📝 SummarXiv

Abstract

Infrared small target detection is crucial for remote sensing applications like disaster warning and maritime surveillance. However, due to the lack of distinctive texture and morphological features, infrared small targets are highly susceptible to blending into cluttered and noisy backgrounds. A fundamental challenge in designing deep models for this task lies in the inherent conflict between capturing high-resolution spatial details for minute targets and extracting robust semantic context for larger targets, often leading to feature misalignment and suboptimal performance. Existing methods often rely on fixed gradient operators or simplistic attention mechanisms, which are inadequate for accurately extracting target edges under low contrast and high noise. In this paper, we propose a novel Dual-Path Edge Network that explicitly addresses this challenge by decoupling edge enhancement and semantic modeling into two complementary processing paths. The first path employs a Bidirectional Interaction Module, which uses both Local Self-Attention and Global Self-Attention to capture multi-scale local and global feature dependencies. The global attention mechanism, based on a Transformer architecture, integrates long-range semantic relationships and contextual information, ensuring robust scene understanding.
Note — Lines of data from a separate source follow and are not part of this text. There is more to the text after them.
PR #309, opened 2016-12-29
Check that current schema is versioned before throwing MismatchedConfig

radu-tutueanu:
This fixes  https://github.com/realm/realm-object-server/issues/737

cc @sorenvind @kristiandupont


tgoyne:
:-1:

The current check is correct. Having an open realm without a schema version is not supposed to be possible.

radu-tutueanu:
Thanks, did not know that. In that case, could you please look over realm/realm-object-server#737 ? It should be easy to reproduce. If not, I will provide more info tomorrow. This issue is blocking us from using master@realm-object-store.

radu-tutueanu:
This is not the right approach, @mrackwitz is working around the issue in https://github.com/realm/realm-object-server/pull/745

PR #310, opened 2016-12-30
Add support for progress notification

austinzheng:
Changes:
- Progress notifiers can be registered and unregistered on `SyncSession`s


austinzheng:
_NOTE TO SELF_: hold on merging until a proper `sync` v.BETA-7.0 release is cut.

src/sync/sync_session.cpp
```diff
@@ -404,6 +404,48 @@ void SyncSession::create_sync_session()
...
+        m_current_uploadable = uploadable;
+        m_current_downloadable = downloadable;
+        m_current_downloaded = downloaded;
+        m_current_uploaded = uploaded;
+        // Invoke all registered notifiers.
+        std::vector<uint64_t> notifiers_to_remove;
+        for (auto& pair : m_notifiers) {
+            auto& package = pair.second;
+            if (package.is_streaming) {
+                package.notifier(downloaded, downloadable, uploaded, uploadable);
```
bdash: I talked with Austin about the fact that we're calling the notification callbacks with a lock held, and the potential for deadlocks if the callback wants to register or unregister progress notifications. We can avoid this by moving the calls to the callbacks outside the scope of the lock.

src/sync/sync_session.cpp
```diff
@@ -514,6 +556,41 @@ bool SyncSession::wait_for_upload_completion_blocking()
...
+    } else {
+        notifier(m_current_downloaded, *m_current_downloadable, m_current_uploaded, *m_current_uploadable);
+        if (!is_streaming 
+            && *m_current_downloadable <= m_current_downloaded
+            && *m_current_uploadable <= m_current_uploaded) {
+            return 0;
+        }
+    }
+    // Register the notifier now.
+    m_notifiers.insert({this_token, NotifierPackage{
```
bdash: I think you can do `emplace(this_token, NotifierPackage{…})`.

austinzheng:
@jpsim are you referring to the API discussions we had on Slack? Since this PR is in a semi-decent place I'm happy to freeze it for now until we finalize our APIs. Otherwise, it's _mostly_ the same as it was originally.

jpsim:
I withdrew my review because of the changes discussed in https://github.com/realm/product/issues/40

austinzheng:
I removed the use of `Optional<T>`, since @morten-krogh said he would change sync to call the notifier immediately after registration, meaning that we should always know the downloadable and uploadable bytes counts. (https://github.com/realm/product/issues/40#issuecomment-271144959)

src/sync/sync_session.hpp
```diff
@@ -155,7 +181,23 @@ class SyncSession : public std::enable_shared_from_this<SyncSession> {
...
 
+    struct NotifierPackage {
+        std::function<SyncProgressNotifierCallback> notifier;
+        bool is_streaming;
+        NotifierType direction;
+        uint64_t captured_transferrable;
+    };
+    // A counter used as a token for progress notifications.
+    uint64_t m_progress_notifier_token = 1;
+    // How many bytes are uploadable or downloadable, or `none` if we don't know yet.
```
bdash: The `none` case doesn't seem to be possible.

src/sync/sync_session.cpp
```diff
@@ -514,6 +562,47 @@ bool SyncSession::wait_for_upload_completion_blocking()
...
+    std::function<void()> invocation;
+    uint64_t token_value = 0;
+    {
+        std::lock_guard<std::mutex> lock(m_progress_notifier_mutex);
+        token_value = m_progress_notifier_token;
+        m_progress_notifier_token++;
+        auto current_transferrable = (direction == NotifierType::download ? m_current_downloadable : m_current_uploadable);
+        auto current_transferred = (direction == NotifierType::download ? m_current_downloaded : m_current_uploaded);
+        // Always invoke the notifier immediately, to give the user up-to-date info.
+        if (!current_transferrable) {
```
bdash: This used to be testing for the absence of information. Now it's testing for the value 0. Is that intentional?

src/sync/sync_session.cpp
```diff
@@ -514,6 +562,47 @@ bool SyncSession::wait_for_upload_completion_blocking()
...
+            invocation = [notifier=notifier](){ notifier(0, none); };
```
bdash: `notifier=notifier` is redundant. It can just be `notifier`.

src/sync/sync_session.cpp
```diff
@@ -404,6 +404,54 @@ void SyncSession::create_sync_session()
...
+                if (package.is_streaming) {
+                    invocations.emplace_back([=, notifier=package.notifier](){
+                        notifier(transferred, transferrable);
+                    });
+                } else {
+                    if (!package.captured_transferrable) {
+                        package.captured_transferrable = transferrable;
+                    }
+                    invocations.emplace_back([=, notifier=package.notifier,
+                                              transferrable=package.captured_transferrable](){
```
bdash: Just capture `package` instead of individual fields?

src/sync/sync_session.cpp
```diff
@@ -404,6 +404,54 @@ void SyncSession::create_sync_session()
...
+                    });
+                    if (package.captured_transferrable <= transferred) {
+                        // A notifier is expired if the captured max is no longer greater than the current value.
+                        m_notifiers.erase(pair.first);
+                    }
+                }
+            }
+        }
+        for (auto& invocation : invocations) {
+            // Run the notifiers only after we've released the lock.
```
bdash: I'd suggest moving this comment out of the loop since it's about the loop itself rather than the body of it.

src/sync/sync_session.cpp
```diff
@@ -404,6 +404,54 @@ void SyncSession::create_sync_session()
...
+            for (auto& pair : m_notifiers) {
+                auto& package = pair.second;
+                uint64_t transferred = (package.direction == NotifierType::download ? downloaded : uploaded);
+                uint64_t transferrable = (package.direction == NotifierType::download ? downloadable : uploadable);
+                if (package.is_streaming) {
+                    invocations.emplace_back([=, notifier=package.notifier](){
+                        notifier(transferred, transferrable);
+                    });
+                } else {
+                    if (!package.captured_transferrable) {
```
bdash: Is this test meaningful now the use of optionals for these values was removed?

austinzheng:
I fixed the review issues and refactored the "make an invocation" code into its own function.

src/sync/sync_session.cpp
```diff
@@ -283,6 +283,56 @@ SyncSession::SyncSession(SyncClient& client, std::string realm_path, SyncConfig
...
+        invocation();
+    }
+}
+
+// Create a notifier invocation.
+// Precondition: all four download/upload status member variables have been set to their most up-to-date values.
+std::function<void()> SyncSession::create_notifier_invocation(const NotifierPackage& package,
+                                                              bool* is_expired)
+{
+    REALM_ASSERT(is_expired);
```
bdash: Perhaps this should be a reference so it will be non-null by construction?

src/sync/sync_session.cpp
```diff
@@ -283,6 +283,56 @@ SyncSession::SyncSession(SyncClient& client, std::string realm_path, SyncConfig
...
+    uint64_t transferred = (package.direction == NotifierType::download ? m_current_downloaded : m_current_uploaded);
+    uint64_t transferrable = (package.is_streaming
+                              ? (package.direction == NotifierType::download
+                                 ? m_current_downloadable
+                                 : m_current_uploadable)
+                              : package.captured_transferrable);
```
bdash: These nested ternary statements are inscrutable.

src/sync/sync_session.cpp
```diff
@@ -283,6 +283,56 @@ SyncSession::SyncSession(SyncClient& client, std::string realm_path, SyncConfig
...
+    auto invocation = [=](){
```
bdash: There's no need to store this in a local that I can see. You can just `return [=](){ … };`.

src/sync/sync_session.cpp
```diff
@@ -283,6 +283,56 @@ SyncSession::SyncSession(SyncClient& client, std::string realm_path, SyncConfig
...
+        package.notifier(transferred, transferrable);
+    };
+    if (!package.is_streaming && package.captured_transferrable <= transferred) {
+        // A notifier is expired if the captured max is no longer greater than the current value.
+        *is_expired = true;
+    } else {
+        *is_expired = false;
```
bdash: I find it slightly easier to parse this by rewriting the condition slightly, to so that we're expired if we've transferred more than was transferrable. You can also just assign the result of the boolean expression directly to `is_expired`:

```c++
is_expired = !package.is_streaming && transferred > package.captured_transferrable;
```

src/sync/sync_session.cpp
```diff
@@ -404,6 +454,21 @@ void SyncSession::create_sync_session()
...
+                                                      uint_fast64_t downloadable,
+                                                      uint_fast64_t uploaded,
+                                                      uint_fast64_t uploadable) {
+        auto self = weak_self.lock();
+        if (!self) {
+            // An update was delivered after the session it relates to was destroyed.
+            // There's nothing useful we can do with it.
+            return;
+        }
+        self->handle_progress_update(downloaded, downloadable, uploaded, uploadable);
```
bdash: No need for `self->`.

src/sync/sync_session.cpp
```diff
@@ -514,6 +579,43 @@ bool SyncSession::wait_for_upload_completion_blocking()
...
+        m_progress_notifier_token++;
+        auto current_transferrable = (direction == NotifierType::download
+                                      ? m_current_downloadable
+                                      : m_current_uploadable);
+        NotifierPackage package{
+            std::move(notifier),
+            is_streaming,
+            direction,
+            std::move(current_transferrable)
+        };
```
bdash: This declaration can easily fit on one line. Not sure there's any reason to split it across 6 instead?

src/sync/sync_session.cpp
```diff
@@ -514,6 +579,43 @@ bool SyncSession::wait_for_upload_completion_blocking()
...
+                                                 NotifierType direction,
+                                                 bool is_streaming)
+{
+    std::function<void()> invocation;
+    uint64_t token_value = 0;
+    {
+        std::lock_guard<std::mutex> lock(m_progress_notifier_mutex);
+        bool skip_registration = false;
+        token_value = m_progress_notifier_token;
+        m_progress_notifier_token++;
```
bdash: `token_value = m_progress_notifier_token++;`?

src/sync/sync_session.cpp
```diff
@@ -514,6 +579,43 @@ bool SyncSession::wait_for_upload_completion_blocking()
...
 
+uint64_t SyncSession::register_progress_notifier(std::function<SyncProgressNotifierCallback> notifier,
+                                                 NotifierType direction,
+                                                 bool is_streaming)
+{
+    std::function<void()> invocation;
+    uint64_t token_value = 0;
+    {
+        std::lock_guard<std::mutex> lock(m_progress_notifier_mutex);
+        bool skip_registration = false;
```
bdash: This should be moved down to immediately prior to the call to `create_notifier_invocation`.

src/sync/sync_session.cpp
austinzheng: Yes, good idea. The argument was originally "optional" but it turned out to be used everywhere.

src/sync/sync_session.cpp
austinzheng: The perils of copy-paste based refactoring.

src/sync/sync_session.cpp
```diff
@@ -283,6 +283,51 @@ SyncSession::SyncSession(SyncClient& client, std::string realm_path, SyncConfig
...
+        transferrable = (package.direction == NotifierType::download ? m_current_downloadable : m_current_uploadable);
+    } else {
+        transferrable = package.captured_transferrable;
+    }
+    // A notifier is expired if at least as many bytes have been transferred
+    // as were originally considered transferrable.
+    is_expired = !package.is_streaming && transferred >= package.captured_transferrable;
+    return [=](){
+        package.notifier(transferred, transferrable);
+    };;
```
bdash: Extra semicolon.

austinzheng:
Thanks for the thorough reviews, @bdash. Unless more flaws come to light, I'll leave this PR alone until a non-"pre" version of `sync` is released with support for this feature, then update, squash, and merge.

bdash:
I'm seeing test failures on Linux after this was merged that appear to stem from a bug in realm-sync. I've written up realm/realm-sync#1098 to track the problem.

PR #311, opened 2017-01-03
Write to fifo could fail with EAGAIN

beeender:
It is just because of the fifo is full. Clear the fifo and retry.
See https://github.com/realm/realm-java/issues/3964


beeender:
@kneth From man page of `write(2)` I think `EAGAIN` is only concern right now. And core is only checking it for fifo as well.

PR #7, opened 2014-11-13
Add the libselinux-python package for RedHat.

benjifisher:
When I switched the base box to chef/centos-6.6, I got the error "Aborting, target uses selinux but python bindings (libselinux-python) aren't installed!" and this fixes it.


geerlingguy:
@benjifisher - That particular package should be installed prior to the role being run (maybe in `pre_tasks` or in a separate setup role), since it isn't directly related to MySQL.

Issue #11, opened 2014-12-12
Problem restarting mysql service after configuration applied


CharlyP:
Hi,

I'm currently using your role on a Debian wheezy (with vagrant and LXC).
I only set `mysql_databases` and `mysql_users` vars but at the end of the provisioning I get the following error:
```
failed: [default] => {"failed": true}
msg: Starting MySQL database server: mysqld . . . . . . . . . . . . . . failed!
```

The corresponding syslog logs are:
```
Dec 12 06:13:46 corep /etc/init.d/mysql[11915]: 0 processes alive and '/usr/bin/mysqladmin --defaults-file=/etc/mysql/debian.cnf ping' resulted in
Dec 12 06:13:46 corep /etc/init.d/mysql[11915]: #007/usr/bin/mysqladmin: connect to server at 'localhost' failed
Dec 12 06:13:46 corep /etc/init.d/mysql[11915]: error: 'Can't connect to local MySQL server through socket '/var/run/mysqld/mysqld.sock' (2)'
Dec 12 06:13:46 corep /etc/init.d/mysql[11915]: Check that mysqld is running and that the socket: '/var/run/mysqld/mysqld.sock' exists!
Dec 12 06:13:46 corep /etc/init.d/mysql[11915]:
```

Any idea what went wrong during configuration?

mb720:
In the meantime I could get around the issue by setting `mysql_innodb_log_file_size: "5M"`

geerlingguy:
Recent commits that are now in the 1.4.1 release should resolve the issues. The role was working on some installations of Ubuntu (both 12.04 and 14.04), but only due to some particular bits of environment configuration. I've updated the role to work much better cross-platform, and I've also added tests to ensure socket-based connection and TCP-based connection works correctly.

mb720:
Thanks for the fix.
I had to delete ib_logfile0 and ib_logfile1 in /var/lib/mysql/ to make provisioning work using 1.4.1.

moreirapontocom:
After spending about 5 hours working on that, you saved my life, mb720. Thanks a lot.

PR #12, opened 2014-12-29
Adhere to the Debian idioms more closely for some config values.

jimbocoder:
I'm not even sure this role works properly on Debian/Ubuntu currently, because the init scripts look for `/etc/mysql/my.cnf` but the role actually writes to `/etc/my.cnf`.  This should address that, among with some other minor things.

`/etc/mysql/my.cnf` by default does an "include" of `/etc/mysql/conf.d/*.cnf` so rather than writing the main config file, I changed the Debian version of the role to write to the `conf.d/` directory.

Finally, I changed the default `mysql_socket` value based on the distro.

### DIFF
--- a/tasks/configure.yml
+++ b/tasks/configure.yml
@@ -2,7 +2,7 @@
 - name: Copy my.cnf global MySQL configuration.
   template:
     src: my.cnf.j2
-    dest: /etc/my.cnf
+    dest: "{{ mysql_config_file_path }}"
     owner: root
     group: root
     mode: 0644
--- a/vars/Debian.yml
+++ b/vars/Debian.yml
@@ -3,3 +3,5 @@ mysql_daemon: mysql
 mysql_packages:
   - mysql-server
   - python-mysqldb
+mysql_config_file_path: /etc/mysql/conf.d/ansible-overrides.cnf
+mysql_socket: /var/run/mysqld/mysqld.sock
--- a/vars/RedHat.yml
+++ b/vars/RedHat.yml
@@ -4,3 +4,5 @@ mysql_packages:
   - mysql
   - mysql-server
   - MySQL-python
+mysql_config_file_path: /etc/my.cnf
+mysql_socket: /var/lib/mysql/mysql.sock


mrconnerton:
I thought I had the same problem so I applied the patch but I'm still having issues starting mysql. Here is a snippit from my log:

```
150106 18:49:04 [Note] /usr/sbin/mysqld: Shutdown complete

150106 18:49:04 mysqld_safe mysqld from pid file /var/run/mysqld/mysqld.pid ended
150106 18:50:04 mysqld_safe Starting mysqld daemon with databases from /var/lib/mysql
150106 18:50:04 [Warning] Using unique option prefix key_buffer instead of key_buffer_size is deprecated and will be removed in a future release. Please use the full name instead.
150106 18:50:04 [Warning] 'THREAD_CONCURRENCY' is deprecated and will be removed in a future release.
150106 18:50:04 [Warning] Using unique option prefix myisam-recover instead of myisam-recover-options is deprecated and will be removed in a future release. Please use the full name instead.
150106 18:50:04 [Note] Plugin 'FEDERATED' is disabled.
150106 18:50:04 InnoDB: The InnoDB memory heap is disabled
150106 18:50:04 InnoDB: Mutexes and rw_locks use GCC atomic builtins
150106 18:50:04 InnoDB: Compressed tables use zlib 1.2.7
150106 18:50:04 InnoDB: Using Linux native AIO
150106 18:50:04 InnoDB: Initializing buffer pool, size = 256.0M
150106 18:50:04 InnoDB: Completed initialization of buffer pool
InnoDB: Error: log file ./ib_logfile0 is of different size 0 5242880 bytes
InnoDB: than specified in the .cnf file 0 67108864 bytes!
150106 18:50:04 [ERROR] Plugin 'InnoDB' init function returned error.
150106 18:50:04 [ERROR] Plugin 'InnoDB' registration as a STORAGE ENGINE failed.
150106 18:50:04 [ERROR] Unknown/unsupported storage engine: InnoDB
150106 18:50:04 [ERROR] Aborting
```

jimbocoder:
@mrconnerton If you don't intend to use replication at all, you can disable the replication-related settings this role includes (`server-id`, etc) and set the log file size to 5242880 as that appears to be what it was previous to running the role.

mrconnerton:
Thanks @jimbocoder  I will give that a try.

geerlingguy:
Sorry I didn't see this earlier—I've been working on making the role work with Ubuntu 14.04 and 12.02 this week, and only *after* started committing fixes did I notice the PR. D'oh!

I'm going to move conversation back into #11 and close this PR; I'm hoping the changes I've made will make the role work as well on Debian/Ubuntu as on RedHat/CentOS. Versions 1.4.1+ should hopefully solve the issues here and in #11.

mrconnerton:
Thanks @geerlingguy, settings of mysql_server_id: "" and mysql_innodb_log_file_size: "5242880" and your latest commit I assume makes it provision perfectly.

The second path introduces the Multi-Edge Refiner, which enhances fine-grained edge details using cascaded Taylor finite difference operators at multiple scales. This mathematical approach, along with an attention-driven gating mechanism, enables precise edge localization and feature enhancement for targets of varying sizes, while effectively suppressing noise. Our method provides a promising solution for precise infrared small target detection and localization, combining structural semantics and edge refinement in a unified framework.